:: Problem ::
Here are the records. Write out exactly the lines between the one holding "Good catch. Fixed." and the one holding "Notice that the", inclusive.

:: Dataset excerpts ::
PR #1857, opened 2019-05-18
kill ScriptChunk.startLocationInProgram

matthewleon:
The `startLocationInProgram` field of `ScriptChunk` was used as a cacheing mechanism for storing the location of each `ScriptChunk` in a `Script`. This was memory-inefficient, as this integer was only actually used during interpretation of `OP_CODESEPARATOR`. Furthermore, it was dangerous and inconsistent: the `ScriptBuilder` methods, for example, do not properly set `startLocationInProgram`, leading to a potential runtime failure when interpreting `ScriptBuilder`-constructed Scripts.

Rather than cacheing each chunk's location, we add a method called `size()` that efficiently returns the size of a serialized `ScriptChunk`. During `Script` interpretation, we use this method to track the program counter.

Additionally, we add an exhaustive test to ensure that `size()` properly returns the size of a serialized `ScriptChunk`.

This will break any code that relied on `ScriptChunk.getStartLocationInProgram()`.

### DIFF
--- a/core/src/test/java/org/bitcoinj/script/ScriptChunkSizeTest.java
+++ b/core/src/test/java/org/bitcoinj/script/ScriptChunkSizeTest.java
@@ -27,20 +27,20 @@ public class ScriptChunkSizeTest {
     @Parameterized.Parameters
     public static Collection<ScriptChunk> data() {
         ArrayList<ScriptChunk> opcodes = new ArrayList<>(0xff);
-        for (int op = OP_NOP; op < 0xff; op++) opcodes.add(new ScriptChunk(op, null));
+        for (int op = OP_NOP; op < 0xff + 1; op++) opcodes.add(new ScriptChunk(op, null));
 
         ArrayList<ScriptChunk> smallData = new ArrayList<>(OP_PUSHDATA1);
         for (int op = 1; op < OP_PUSHDATA1; op++) smallData.add(new ScriptChunk(op, randomBytes(op)));
 
         ArrayList<ScriptChunk> pushData1 = new ArrayList<>(0xff);
-        for (int i = 0; i < 0xff; i++) pushData1.add(new ScriptChunk(OP_PUSHDATA1, randomBytes(i)));
+        for (int i = 0; i < 0xff + 1; i++) pushData1.add(new ScriptChunk(OP_PUSHDATA1, randomBytes(i)));
 
-        ArrayList<ScriptChunk> pushData2 = new ArrayList<>((int)Script.MAX_SCRIPT_ELEMENT_SIZE);
-        for (int i = 0; i < Script.MAX_SCRIPT_ELEMENT_SIZE; i++)
+        ArrayList<ScriptChunk> pushData2 = new ArrayList<>((int)Script.MAX_SCRIPT_ELEMENT_SIZE + 1);
+        for (int i = 0; i < Script.MAX_SCRIPT_ELEMENT_SIZE + 1; i++)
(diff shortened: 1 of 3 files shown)


schildbach:
Looks great! I'm glad you've tackled this. I tried years ago and failed (-:

My hope is it will save a bit of ScriptChunk instances even when used in SPV mode. ScriptChunk instances are the #1 bottleneck when it comes to large wallets on memory constrained devices like mobile.

matthewleon:
> ScriptChunk instances are the #1 bottleneck when it comes to large wallets on memory constrained devices like mobile.

Do you have any benchmarks, or even informal processes, that you're using to measure this? There are a number of changes that I think can be made that decrease memory consumption in exchange for a negligible, or even nonexistent, processing penalty.

matthewleon:
> My hope is it will save a bit of ScriptChunk instances even when used in SPV mode.

I'm curious to see. Naively, the saved integer space on each ScriptChunk instance probably doesn't amount to very much, especially since frequently-used operations were being cached in `STANDARD_TRANSACTION_SCRIPT_CHUNKS`.

I'm not sure, however, if the locations being used in `STANDARD_TRANSACTION_SCRIPT_CHUNKS` were correct for SegWit `Script`s, so this PR might inadvertently save you a bit of extra memory by using cached `ScriptChunk`s for SegWit as well. It would be a nice little win.

Now, if we can hide the `ScriptChunk` constructor and build the chunks from a factory, thus avoiding the entire allocation in the first place, we might also save on some unnecessary GC hits... But one step at a time :)

schildbach:
Well, a transaction can have many (several thousands of) outputs. Each output has, in the P2PKH case 5 ScriptChunks (P2WPKH: 2). This means that wallets receiving regular transactions of type "pay-to-many" (e.g. mining or microjob payouts) run out of memory sooner or later. I saw this in the Android memory profiler too.

I think other wallets generally don't keep transactions complete like we do. For calculating the balance of a wallet, only the relevant UTXOs are needed. And the transaction history could be kept in a list with a custom structure or even in a database. On the other hand, unconfirmed txns and txns at risk of being reorganized need to stay complete so that we can re-upload them to the network if needed. I think Mike's idea was to have this "event horizon" where past that point in time transactions could be disassembled at will to save resources. All this is a pretty disruptive change unfortunately.

Sometime I think about this other idea, which would be less disruptive (but could still be combined with the above): Transactions are kept in their original network serialized form. Pubkeys, hashes and signatures could be expressed by a sub-array of that one array (so no copying occurs) and optimized getters exist for inputs and outputs. Parsing into chunks would only happen if full validation is enabled. SPV mode would perhaps use chunks only for constructing when sending, which is a rare operation. For incoming transactions, it should not be needed.

P2WPKH has fewer of these standard ops (`OP_DUP` etc.), and none are new, so I didn't identify any new elements for `STANDARD_TRANSACTION_SCRIPT_CHUNKS`.

core/src/test/java/org/bitcoinj/script/ScriptChunkSizeTest.java
```diff
@@ -0,0 +1,65 @@
+package org.bitcoinj.script;
```
schildbach: This new class is missing the license. Also, while you're at it, can you make it that the last line is terminated with an EOL like all the others?

matthewleon: done

matthewleon:
merged in https://github.com/bitcoinj/bitcoinj/commit/5647f48b0d1796aca314fe159953ee13be5a0194

PR #1858, opened 2019-05-18
make ScriptTest constants private

matthewleon:
These constants haven't been touched in a number of years. Since then, commits have added several `private static` constants to this test. This confuses the reader, who naturally becomes curious as to why some constants are `private` while others are not.

This commit renders all of the constants `private`.


schildbach:
Merged.

PR #1859, opened 2019-05-19
Opcode names: accept OP_FALSE and OP_TRUE

matthewleon:
Previously, only `OP_0` was accepted as the name for the 0x00 opcode.


schildbach:
Hmm, is it possible `OP_TRUE` is missing too?

matthewleon:
> is it possible `OP_TRUE` is missing too?

Good catch. Fixed.

schildbach:
Thanks! Merged.

PR #2180, opened 2021-09-07
Set RegTest MAX_TARGET to EASIEST_DIFFICULTY_TARGET

msgilligan:
Clear the lowest 232 bits so we're equivalent to EASIEST_DIFFICULTY_TARGET.


msgilligan:
Note: The slight behavioral change in this PR, prepares for the changes in PR #2181 which (after this one is merged) will not change behavior.

schildbach:
Merged.

PR #2182, opened 2021-09-07
ChainSplitTest: use getGenesisBlock() getter

msgilligan:
This was the only place where getGenesisBlock() was
not being used.


schildbach:
Merged.

PR #2183, opened 2021-09-07
Improve Genesis hash checking

msgilligan:
1. Define `Sha256` constants for expected hashes
2. Compare hashes in binary form (as `Sha256`, not `String`)
3. Move hash comparison to immediately follow `Block` creation 
4. Add error message string to the `checkState()` call


schildbach:
Merged.

PR #2185, opened 2021-09-08
UtilsTest: resetMocking() after MockClock test

msgilligan:
This should fix #2049. (We'll have to check what happens GitLab CI to know for sure)

Notice that the current time in the failures is: `1970-01-01T09:00:08Z` this definitely points at the test that this PR fixes.
Not just 1970, but notice the 8 seconds past the hour!

Update: Gitlab tests are passing on my fork: https://gitlab.com/ConsensusJ/bitcoinj/-/pipelines/367361062

PR #2186, opened 2021-09-08
Use no-args Utils.setMockClock() where possible

msgilligan:
Replace a few calls to:

```
Utils.setMockClock(Utils.setCurrentTimeSeconds())
```
with

```
Utils.setMockClock()
```

The behavior of the former is slightly different and possibly pathological (i.e. if mocking wasn't reset by the previous test, it won't actually be setting to the "current" time)  However, I believe that in all three cases in this PR, it is the  later behavior that is intended.

Note that this PR, in conjunction with PR #2185 seems to make it clear that none of our blockchain unit tests are using MockTime to set the time in the past.


schildbach:
Merged.

PR #2187, opened 2021-09-08
GithubCI: parameterize JDK distro & gradle version

msgilligan:
Add the parameters, but don’t change what tests
are run (there are two separate PRs that will have those changes)


schildbach:
Merged.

:: Problem solution ::
Good catch. Fixed.

schildbach:
Thanks! Merged.

PR #2180, opened 2021-09-07
Set RegTest MAX_TARGET to EASIEST_DIFFICULTY_TARGET

msgilligan:
Clear the lowest 232 bits so we're equivalent to EASIEST_DIFFICULTY_TARGET.


msgilligan:
Note: The slight behavioral change in this PR, prepares for the changes in PR #2181 which (after this one is merged) will not change behavior.

schildbach:
Merged.

PR #2182, opened 2021-09-07
ChainSplitTest: use getGenesisBlock() getter

msgilligan:
This was the only place where getGenesisBlock() was
not being used.


schildbach:
Merged.

PR #2183, opened 2021-09-07
Improve Genesis hash checking

msgilligan:
1. Define `Sha256` constants for expected hashes
2. Compare hashes in binary form (as `Sha256`, not `String`)
3. Move hash comparison to immediately follow `Block` creation 
4. Add error message string to the `checkState()` call


schildbach:
Merged.

PR #2185, opened 2021-09-08
UtilsTest: resetMocking() after MockClock test

msgilligan:
This should fix #2049. (We'll have to check what happens GitLab CI to know for sure)

Notice that the current time in the failures is: `1970-01-01T09:00:08Z` this definitely points at the test that this PR fixes.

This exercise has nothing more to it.